### Task directions
Say how many lines of the data below have the word "than" in them. Add nothing else.

Start of Provided data

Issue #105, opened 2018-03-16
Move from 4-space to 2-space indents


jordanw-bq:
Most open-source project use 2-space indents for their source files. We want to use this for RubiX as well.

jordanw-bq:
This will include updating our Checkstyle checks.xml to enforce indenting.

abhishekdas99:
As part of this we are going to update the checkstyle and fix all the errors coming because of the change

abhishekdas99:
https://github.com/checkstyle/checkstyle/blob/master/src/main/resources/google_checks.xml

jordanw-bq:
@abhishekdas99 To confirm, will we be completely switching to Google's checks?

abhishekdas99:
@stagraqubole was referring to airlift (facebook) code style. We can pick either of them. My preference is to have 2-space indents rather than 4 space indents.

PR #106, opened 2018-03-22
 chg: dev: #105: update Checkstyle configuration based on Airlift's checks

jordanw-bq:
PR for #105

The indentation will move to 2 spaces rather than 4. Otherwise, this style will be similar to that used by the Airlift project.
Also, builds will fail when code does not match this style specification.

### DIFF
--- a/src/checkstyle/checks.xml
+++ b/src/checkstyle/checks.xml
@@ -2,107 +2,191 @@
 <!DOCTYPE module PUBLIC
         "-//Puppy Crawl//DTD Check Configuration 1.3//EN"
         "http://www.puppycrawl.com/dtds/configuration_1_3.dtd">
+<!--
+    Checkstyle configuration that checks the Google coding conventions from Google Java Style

End of Provided data

### Exercise output
2